Work request. Transcribe the lines from the start of the data below through the line with "are super minor.", word for word and nothing more.

Provided entries.
PR #223, opened 2020-02-28
Improve documentation around UnderscoreParameters deserializers

snewcomer:
@jeregrine Let me know what you think about these improvements.  They are super minor.  

However, one util that I often use during deserialization (in combination with casing params) is flattening params for changeset casting.  Do you think it is worthwhile to provide a plug for this?

```ex
   %{
      "id" => "1",
      "data" => %{
        "attributes" => %{"foo" => "bar", "baz" => "bat"},
        "type" => "user"
      }
    }
```

converted to

```ex
   %{
      "baz" => "bat",
      "foo" => "bar",
      "id" => "1",
      "type" => "user"
    }
```

ref #222

### DIFF
--- a/README.md
+++ b/README.md
@@ -105,7 +105,7 @@ Please see its documentation for details.
 
 JSONAPI has recommended in the past the use of dashes (`-`) in place of underscore (`_`) as a
 word separator for document member keys. However, as of [JSON API Spec (v1.1)](https://jsonapi.org/format/1.1/), it is now recommended that member names
-are camelCased. This library provides various configuration options for maximum flexibility.
+are camelCased. This library provides various configuration options for maximum flexibility including serializing outgoing parameters and deserializing incoming paramenters.
 
 Transforming fields requires two steps:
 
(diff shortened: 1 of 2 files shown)


jherdman:
One thing I really like about having attributes contained within their own map is that it becomes unambiguous what they are. It also means we need not contend or think about nested resources and the like.

snewcomer:
I have a feeling this is what #210 was actually getting at.  The reverse of serializing outgoing params and this is something I have seen a few times (usually hand-rolled).

So a part of incoming params for a POST request would be like so...

```
    %{
      "id" => "1",
      "data" => %{
        "attributes" => %{"foo" => "bar"},
        "relationships" => %{
          "baz" => %{"data" => %{"id" => "2", "type" => "baz"}}
        },
        "type" => "user"
      }
    }
```

and and would be deserialized like so and you can match on a controller action...

```
    %{
      "baz_id" => "2",
      "foo" => "bar",
      "id" => "1",
      "type" => "user"
    }
```

Of course, a plug would still allow those that like "attributes" contained in their own map!

PR #14072, opened 2025-06-30
Load master weights from checkpoint

kunlunl:
> [!IMPORTANT]  

# What does this PR do ?

# Changelog

# Usage

```python
```

# GitHub Actions CI

**Pre checks**:

**PR Type**:

- [ ] New Feature
- [ ] Bugfix
- [ ] Documentation

## Who can review?

# Additional Information

- Related to # (issue)

### DIFF
--- a/tests/lightning/pytorch/strategies/test_megatron_strategy.py
+++ b/tests/lightning/pytorch/strategies/test_megatron_strategy.py
@@ -12,8 +12,9 @@
 # See the License for the specific language governing permissions and
 # limitations under the License.
 
-import pytest
 from unittest.mock import MagicMock, patch
+
+import pytest
 
 from nemo.lightning.pytorch.strategies import MegatronStrategy
 


nemo/lightning/pytorch/strategies/megatron_strategy.py
```diff
@@ -252,6 +253,7 @@ def __init__(
         find_unused_parameters: bool = False,
         ckpt_load_optimizer: bool = True,
         ckpt_save_optimizer: bool = True,
+        ckpt_load_main_params: bool = False,
```
ananthsub, line 261: when should users set this to True?

ananthsub: from https://github.com/NVIDIA/Megatron-LM/commit/1e42279a994e88ee9329d32143cb8f6cc60e9f34 shouldn't this only be allowed to be set when `ckpt_load_optimizer=False`?

kunlunl: > When should users set this to True?

When checkpoints don't contain master weights, and the precision of checkpoints is higher than model params, for example, checkpoints are bf16, but model prams are fp8, in this case, use fp8 model weights to initialize master weights is less accurate, so you can set this flag to True, to initialize master weights directly from the bf16 checkpoints.

kunlunl: > from https://github.com/NVIDIA/Megatron-LM/commit/1e42279a994e88ee9329d32143cb8f6cc60e9f34 shouldn't this only be allowed to be set when ckpt_load_optimizer=False?

Yeah, conceptually, if the checkpoints already contain master weights, then there is no need to initialize master weights from model weights or checkpoints. But I am not sure whether setting `ckpt_load_optimizer` to False here has the same effect as setting `--no-load-optim` in megatron. Anyway, I added an assertion to prevent setting them both to True, I think it needs a nemo expert to see whether it is reasonable.

PR #14080, opened 2025-07-01
make feature_dir default to None to avoid adding feature_dir in

XuesongYang:
avoid `feature_dir` in the eval config.

### DIFF
--- a/nemo/collections/tts/data/text_to_speech_dataset.py
+++ b/nemo/collections/tts/data/text_to_speech_dataset.py
@@ -44,7 +44,7 @@ from nemo.utils.decorators import experimental
 class DatasetMeta:
     manifest_path: Path
     audio_dir: Path
-    feature_dir: Path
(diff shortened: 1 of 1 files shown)


nemo/collections/tts/data/text_to_speech_dataset.py
```diff
@@ -195,8 +195,8 @@ def _preprocess_manifest(
             sample = DatasetSample(
                 dataset_name=dataset_name,
                 manifest_entry=entry,
-                audio_dir=Path(dataset.audio_dir),
-                feature_dir=Path(dataset.feature_dir) if dataset.feature_dir is not None else None,
+                audio_dir=dataset.audio_dir,
```
XuesongYang, line 198: per `dataclass` definition, `audio_dir` and `feature_dir` are already the type of `Path`, so no need to enforce the conversion again.

PR #14081, opened 2025-07-01
[eval] make compute_fcd optional for now.

XuesongYang:
I frequently came across failures of FCD computation when evaluating several datasets, especially challenging datasets. @rfejgin helped a lot to root-cause the issue and fix. 

I would propose to disable FCD computation by default to save the total time of inference and evaluation. It helps to scale up with multiple datasets with multiple repeats (ususally 10 repeats).

### DIFF
--- a/scripts/magpietts/infer_and_evaluate.py
+++ b/scripts/magpietts/infer_and_evaluate.py
@@ -136,7 +136,8 @@ def run_inference(
         legacy_codebooks=False,
         clean_up_disk=False,
         hparams_file_from_wandb=False,
-        log_exp_name=False
+        log_exp_name=False,
+        compute_fcd=False,
     ):
     # Load model
     if hparams_file is not None and checkpoint_file is not None:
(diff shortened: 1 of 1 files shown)


rfejgin:
@XuesongYang : are you still seeing stability issues after [this fix](https://github.com/NVIDIA/NeMo/pull/14051)? I haven't seen FCD-related issues since then and I've been running quite a few evals (admittedly not with challenging text, though).

Or is speed the concern? Is there a substantial speed difference with FCD on/off?

I was kind of am hoping to get some experience with the metric (e.g. correlations between it and other findings) from the team using it. Maybe default to on an allow disabling from the command line?

XuesongYang:
> I was kind of am hoping to get some experience with the metric (e.g. correlations between it and other findings) from the team using it. Maybe default to on an allow disabling from the command line?

good point! FCD metric is still valuable. Let's keep it by default but with an option to disable it. 

I haven't rebased onto the fix yet. Let me try it later.

XuesongYang:
> > I was kind of am hoping to get some experience with the metric (e.g. correlations between it and other findings) from the team using it. Maybe default to on an allow disabling from the command line?
> 
> good point! FCD metric is still valuable. Let's keep it by default but with an option to disable it.
> 
> I haven't rebased onto the fix yet. Let me try it later.

@rfejgin flipped the default about fcd computation.

rfejgin (approved):
Looks good to me.

Issue #13619, opened 2025-05-16
Low GPU utilization with NEST and OOMptimizer


MahmoudAshraf97:
Hi,
I'm using the default NEST config with a dataset that is around 9k hours, I use tarred dataset and OOMptimizer with a single H100, but the utilization is lower than expected, This is my training dataset config
```yaml
train_ds:
    manifest_filepath: /home/mahmo/development/data/tarred_everything/tarred_audio_manifest.json
    noise_manifest: null
    sample_rate: 16000
    batch_size: 512
    batch_duration: 1100
    shuffle: true
    num_workers: 8
    pin_memory: true
    use_start_end_token: false
    trim_silence: false
    max_duration: 60.0
    min_duration: 1.0
    drop_last: true
    use_lhotse: true
    is_tarred: true
    tarred_audio_filepaths: /home/mahmo/development/data/tarred_everything/audio_0.tar
    use_bucketing: true
    bucket_duration_bins: [10.08325,13.92325,17.076,19.448,19.744,19.9,19.968,20.0,20.064,20.224,20.48,24.069,29.91019,30.0]
    bucket_batch_size: [238,167,135,115,113,112,112,111,111,110,108,89,69,68]
    batch_augmentor:
      _target_: nemo.collections.asr.modules.ssl_modules.MultiSpeakerNoiseAugmentation
      prob: 0.2
      noise_ratio: 0.5
      min_r_speech: -5.0
      max_r_speech: 5.0
      min_r_noise: -5.0
      max_r_noise: 20.0
      min_mix_rate: 0.5
      max_mix_rate: 0.5
      min_num_segments: 1
      max_num_segments: 1
      min_num_speakers: 1
      max_num_speakers: 1
```
These are the metrics on wandb:

![Image](https://github.com/user-attachments/assets/83f3edae-e2c4-41b4-908a-322843460b6e)

![Image](https://github.com/user-attachments/assets/76c2a63a-2717-4153-a69e-f3438fa8a638)

Note that with regular Fast conformer with CTC loss I'm able to get consistent ~95% utilization with a batch size of 32 only along with lhotse and tarred dataset
cc: @pzelasko @stevehuang52 
Thanks in advance

MahmoudAshraf97:
This is another experiment with 8x H100, I kept everything the same as above except for using a regular sharded dataset instead of a tarred dataset, and divided the batch sizes by 8 to keep the global batch size the same

[...]

PR #14089, opened 2025-07-01
Improve NEST GPU Utilization 2/N

MahmoudAshraf97:
This PR is among a series aimed to improve the training speed and GPU utilization of NEST models #13619 

after profiling, the masking module takes a good chunk of the total training loop time while involving no computation, thus reducing the utilization, this PR reduces python for-loops as much as possible, and converts the masking operation to a singe function call

As shown in the following graph, This PR along with #14086 reduces the training step time by almost 17%
{4751020E-438F-4DA7-AE1F-E6F14653A76A}

The green is with the PRs applied

cc @stevehuang52

### DIFF
--- a/nemo/collections/asr/modules/ssl_modules/masking.py
+++ b/nemo/collections/asr/modules/ssl_modules/masking.py
@@ -15,7 +15,6 @@
 
 from typing import Optional, Union
 
-import numpy as np
 import torch
 import torch.nn as nn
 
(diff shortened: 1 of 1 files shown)


nemo/collections/asr/modules/ssl_modules/masking.py
```diff
@@ -99,29 +98,42 @@ def forward_without_overlap(self, input_feats: torch.Tensor, input_lengths: torc
             masks (Tensor): the generated masks, shape=(batch, features, time)
         """
         batch_size = input_feats.size(0)
-        mask_value = self.mask_embedding.unsqueeze(-1)
         masks = torch.zeros_like(input_feats)
-        maksed_feats = input_feats.clone()
+        masked_feats = input_feats
```
stevehuang52, line 102: Will this also change `input_feats` as well when `masked_feats` is updated? Ideally we should return the `masked_feats` while keeping `input_feats` unchanged.

MahmoudAshraf97: I did confirm that by:
```python
module = RandomBlockMasking(80, allow_overlap=False, mask_prob=0.01, block_size=40).cuda()
for i in range(100):
    input = torch.randn(1, 80, 1000).cuda()
    input_len = torch.tensor([1000]).cuda()
    masked_feats, masks = module(input, input_len)
    assert not torch.allclose(masked_feats, input)
```

stevehuang52: Awesome, thanks

stevehuang52:
@MahmoudAshraf97 could you please fix the DCO error?

MahmoudAshraf97:
@stevehuang52 Fixed

MahmoudAshraf97:
@stevehuang52 Can you rerun CICD?

stevehuang52 (approved):
Looks good to me, thanks for the improvement!

PR #14143, opened 2025-07-06
[eval][bugfix] avoid overidding cross attention maps for multiple repeats

XuesongYang:
predicted audio files are saved in the dir `parent/audio/repeat_0/predicted_audio_0.wav`, but cross-attention map was overridden by the repeats, and saved in `parent/audio/cross_attn_map_0.png`. Now it is saved in the same dir as predicted audio, `parent/audio/repeat_0/cross_attn_map_0.png`, without overridden.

Solution to this exercise.
PR #223, opened 2020-02-28
Improve documentation around UnderscoreParameters deserializers

snewcomer:
@jeregrine Let me know what you think about these improvements.  They are super minor.  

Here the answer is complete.